**WHAT TO DO**. The full listing below should be returned without a single change.

■ ■ ■ ■

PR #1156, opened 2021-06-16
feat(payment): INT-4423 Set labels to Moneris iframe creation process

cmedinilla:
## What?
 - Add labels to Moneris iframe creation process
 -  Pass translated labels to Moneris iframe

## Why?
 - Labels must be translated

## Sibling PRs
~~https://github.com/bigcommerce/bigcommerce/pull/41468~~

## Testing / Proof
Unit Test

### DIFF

■ ■ ■ ■

**EXERCISE OUTPUT**.
PR #1156, opened 2021-06-16
feat(payment): INT-4423 Set labels to Moneris iframe creation process

cmedinilla:
## What?
 - Add labels to Moneris iframe creation process
 -  Pass translated labels to Moneris iframe

## Why?
 - Labels must be translated

## Sibling PRs
~~https://github.com/bigcommerce/bigcommerce/pull/41468~~

## Testing / Proof
Unit Test

### DIFF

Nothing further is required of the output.